- Provided material -
- - -

Issue #2057, opened 2019-04-02
Inconsistency data stored through PUT api/visualisation/:id


tangrammer:
# Context
There is no validation in `spec` attribute  body payload on `PUT /api/visualisation/:id` , and current `client` side is sending any spec when we switched visualisation-type  using the horizontal scroller 
<img width="402" alt="Screen Shot 2019-04-02 at 15 38 56" src="https://user-images.githubusercontent.com/731829/55407004-7da81e00-555d-11e9-9b1c-fb5bbfc1cd7a.png">

As a result of both worlds, we're storing wrong specs in the `visualisation.spec` table

Example of `area-type-spec` with `pie` visualisation-type:
```clojure
{:name "Untitled visualisation",
                 :visualisationType "pie",
                 :type "visualisation",
                 :created 1554194706677,
                 :modified 1554200128582,
                 :datasetId "5ca2635b-d3be-4ab1-9ec8-8a8f1ad9a08a",
                 :author author,
                 :spec
                 {:showLegend true,
                  :metricColumnX "c5",
                  :metricAggregation "q1",
                  :filters [],
                  :axisLabelYFromUser true,
                  :legendPosition "left",
                  :bucketColumn nil,
                  :showLabels true,
                  :metricColumnY "c4",
                  :axisLabelX "jor",
                  :legendTitle nil,
                  :axisLabelXFromUser true,
                  :axisLabelY "Temperature - q1",
                  :version 1,
                  :sort nil},
                 :status "OK",
                 :id "5ca32112-43c1-4c91-9ca3-a79278906660"}
```

# Solution or next step
`Backend` should add specs to conform on these endpoints 
`Client` should not send wrong spec to the backend

It seems that `client` has some work done in this aspect thus `client` only calls `/api/aggregation/uuid/vis-type?query=xxxx` whith proper spec data. So not called when we switched visualisation-type  using the horizontal scroller

tangrammer:
@finnfiddle could you take a look at the `client` part of this issue?

finnfiddle:
@tangrammer yes sure

tangrammer:
#2063 depends on this issue too

janagombitova:
This was merged to develop on 22 April. I am closing the issue under the assumption that it is done. If not, @tangrammer please reopen it. Thanks

PR #2058, opened 2019-04-02
Authorize vis endpoint (Connect #1949)

tangrammer:
- [ ] Depends on #2057 

### visualisation table

```
 | Table "public.visualisation" |                          |           |          |         |
 |------------------------------+--------------------------+-----------+----------+---------|
 | Column                       | Type                     | Collation | Nullable | Default |
 | id                           | text                     |           | not null |         |
 | dataset_id                   | text                     |           |          |         |
 | name                         | text                     |           | not null |         |
 | type                         | text                     |           | not null |         |
 | spec                         | jsonb                    |           | not null |         |
 | author                       | jsonb                    |           |          |         |
 | created                      | timestamp with time zone |           |          | now()   |
 | modified                     | timestamp with time zone |           |          | now()   |


```

We should be able to authorise vizs based on dataset-id except for visualisation.type=`map`

#### Trying to select the uuid from visualisation.map.layers 
```
select  id, name, replace(((jsonb_array_elements(spec->'layers')->'datasetId')::text), '"', '')::uuid as di  from visualisation
 where type='map'


 | id                                   | name | di                                   |
 |--------------------------------------+------+--------------------------------------|
 | 5ca4c9e0-9c18-4bf2-ab45-c1b135365fb5 | n1   | 5ca4ca3f-ef0f-4970-9c27-670dc6b9f3ae |
 | 5ca4c9e0-9c18-4bf2-ab45-c1b135365fb5 | n1   | 5ca4ca3f-ef0f-4970-9c27-670dc6b9f3ae |
 | 5ca5af5c-964f-4d8c-b66f-b4664cb720b1 | n2   | 5ca4ca3f-ef0f-4970-9c27-670dc6b9f3ae |
 | 5ca5b027-267d-4d11-af56-9f579b8fc0c2 | n3   | 5ca4ca3f-ef0f-4970-9c27-670dc6b9f3ae |
 | 5ca5afb8-a773-4509-ab0f-640703625dd9 | n4   | 5ca4ca3f-ef0f-4970-9c27-670dc6b9f3ae |

```

**BUT** we can't use `di` column in where clause https://stackoverflow.com/questions/38040631/postgresql-does-not-accept-column-alias-in-where-clause
or even use the expression directly in the where/join part 

```
select  id, name, replace(((jsonb_array_elements(spec->'layers')->'datasetId')::text), '"', '')::uuid as di  from visualisation
left join dataset on dataset.id=(jsonb_array_elements(spec->'layers')->'datasetId')::text
 where type='map' 

ERROR:  argument of JOIN/ON must not return a set
LINE 2: left join dataset on dataset.id=(jsonb_array_elements(spec->...
```

**Then** we need to process the data in logic layer (clj libs nss) to ensure db authorisation working with jsonb columns


tangrammer:
WIP (tidy up this PR) on #2068

Issue #2091, opened 2019-04-23
Calling flow-api/check_permissions takes 4,5 seconds as average


tangrammer:
# Context
First call to https://lumen.akvotest.org/library that internally calls /api/library takes almost 10 times more with auth feature flag activated than without it

# Problem or idea
flow-api takes its time to answer 

# Solution or next step
@dlebrero @kardan any ideas on how to increase the performance of flow-api?

tangrammer:
After a bit of brainstorming ☔️ we agreed that we'll set up a cache in flow-api side, leaving lumen as dumb as it is and we pretend 😄it to be  
also we'll implement some way of tracking/monitoring the new-auth implementation in production without affecting old-auth and performance, that's to say running a second auth call in a
new background thread

tangrammer:
relates to https://github.com/akvo/akvo-flow-api/pull/159

tangrammer:
monitoring working too
`kubectl port-forward lumen-blue-c5956dd74-jh68w 3001:3000`

PR #2093, opened 2019-04-23
Monitoring flow-api/check-permissions call (Connect #2091)

tangrammer:

### DIFF
--- a/backend/src/akvo/lumen/lib/auth.clj
+++ b/backend/src/akvo/lumen/lib/auth.clj
@@ -3,17 +3,19 @@
    [akvo.commons.jwt :as jwt]
    [akvo.lumen.component.flow :as c.flow]
    [akvo.lumen.component.tenant-manager :as tenant-manager]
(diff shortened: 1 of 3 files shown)


backend/src/akvo/lumen/lib/auth.clj
```diff
@@ -133,47 +135,63 @@
                                   :visualisation-ids auth-visualisations
                                   :dashboard-ids auth-dashboards})))
 
+(defn- flow-check-permissions [flow-api request collector tenant data]
+  (let [t (prometheus/start-timer collector :app/flow-check-permissions {"tenant" tenant})
```
dlebrero: Use https://xsc.github.io/iapetos/iapetos.core.html#var-with-duration

See https://github.com/akvo/akvo-unified-log/blob/3f12df3f01e85efa348ed5643d65b590e6c76526/src/akvo_unified_log/db.clj#L15 is you want to get fancy.

Issue #1740, opened 2018-10-30
Visualisation get split for dashboard pdf exports 


janagombitova:
# Context
*Why do we add this issue?*

We added the option to allow exporting of dashboards and visualisations for Salim to use in reports or presentations. We aim to make these exports as useful and valueable as possible.

# Problem or idea
*What is the cause?*

In dashboards we do not have the concept of pages and how the visualisations are disctributed across the canvas is flexible. When exporting a dashboard as a pdf, the dashboard gets split into pages. This is ok. 

The problem occurs when a visualisation or a text on that dashboard is split between the pages. 

### Example1
<img width="965" alt="screen shot 2018-10-30 at 14 17 50" src="https://user-images.githubusercontent.com/12456965/47720648-ad6d9580-dc4e-11e8-8ff3-95fcee5ffd08.png">

### Example2
<img width="947" alt="screen shot 2018-10-30 at 14 19 24" src="https://user-images.githubusercontent.com/12456965/47720779-faea0280-dc4e-11e8-9451-e325bfa9fe68.png">

### Example3
<img width="958" alt="screen shot 2018-10-30 at 14 19 34" src="https://user-images.githubusercontent.com/12456965/47720780-fb829900-dc4e-11e8-978b-5af198f9bc94.png">

Here are a few examples (as not all data is public the examples are in an internal folder): https://drive.google.com/drive/u/1/folders/1z6LByKFgbagp0BT5IFc6v-9Tnc9PJcMn

# Solution or next step
*How could we solve it?*

Would it be possible to ensure that what does not fully fit on one page gets moved to the next page for pdf exports?

janagombitova:
The splitting works really well! 👍 

After a quick chat with @finnfiddle we agreed to remove the black borders from the blocks to keep the exports clean and simple. Finn's choice on removing the grey background to avoid extra ink when printing is a good one but adding the borders to ensure you can see where the blocks are feels unnecessary. So we will go with all while and see what feedback we will receive.

janagombitova:
Out in the wild and looking good.

PR #2095, opened 2019-04-24
Visualisation get split for dashboard pdf exports #1740

finnfiddle:
Ok so this turned out to be quite a tricky little task - basically a packing algorithm to pack items onto pages when exporting pdf - and moving items around creates cascading changes to subsequent pages. I wrote tests so I'm confident everything is working. Here is a pdf created with the new algorithm

[Map Dashboard (29).pdf](https://github.com/akvo/akvo-lumen/files/3111523/Map.Dashboard.29.pdf)


finnfiddle:
also its not very optimized I think but it only runs serverside so I dont think its an issue at this stage

PR #46, opened 2026-08-06
chore: align Vite, Vitest, and Wrangler tooling

ndisidore:
Updates a few of our dev dependencies and reduces version sprawl across packages/manually maintained types 

- Align Wrangler at 4.119.0 and @cloudflare/vitest-pool-workers at 0.18.8 across every consumer; upgrade Vitest users to 4.1.10 and the relevant Workers types to 5.x
- Pin Vite 7.3.6 monorepo-wide with the compatible React plugin (Vite 8/Oxc leaves Stage-3 decorators unlowered; workers-sdk#12626)
- Remove the obsolete CodeMirror overrides, update and deduplicate its packages, and remove the now-unused js-yaml override
- Add a shared `types:generate` command that regenerates and checks Wrangler-owned Worker declarations

All tested and working locally
Screenshot from 2026-08-05 16-50-00


scripts/generate-worker-types.mjs
```diff
@@ -0,0 +1,177 @@
+#!/usr/bin/env node
+/**
+ * Regenerate worker-configuration.d.ts for every package that has wrangler.jsonc.
```
Maximo-Guk, line 3: Maybe we could regenerate these/manage these with turbo or something in the future ( including our build commands too )

Maximo-Guk (approved):

PR #49, opened 2026-08-06
Fix GitHub issue search repository scope

ndisidore:
GitHub issue search was relying on an appended `repo:` qualifier, but caller-controlled search syntax could escape that scope.

This keeps the repository boundary local by quoting search inputs, validating results before caching or returning them, and retaining the source URL for cache revalidation. It also logs blocked scope mismatches and avoids caching issue bodies.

- - -

- Task instructions -
Find where the line with "Updates a few" sits in the material above, then copy exactly from it through the line with "- Pin Vite 7.3.6". Add no other line.

- Exercise output -
Updates a few of our dev dependencies and reduces version sprawl across packages/manually maintained types 

- Align Wrangler at 4.119.0 and @cloudflare/vitest-pool-workers at 0.18.8 across every consumer; upgrade Vitest users to 4.1.10 and the relevant Workers types to 5.x
- Pin Vite 7.3.6 monorepo-wide with the compatible React plugin (Vite 8/Oxc leaves Stage-3 decorators unlowered; workers-sdk#12626)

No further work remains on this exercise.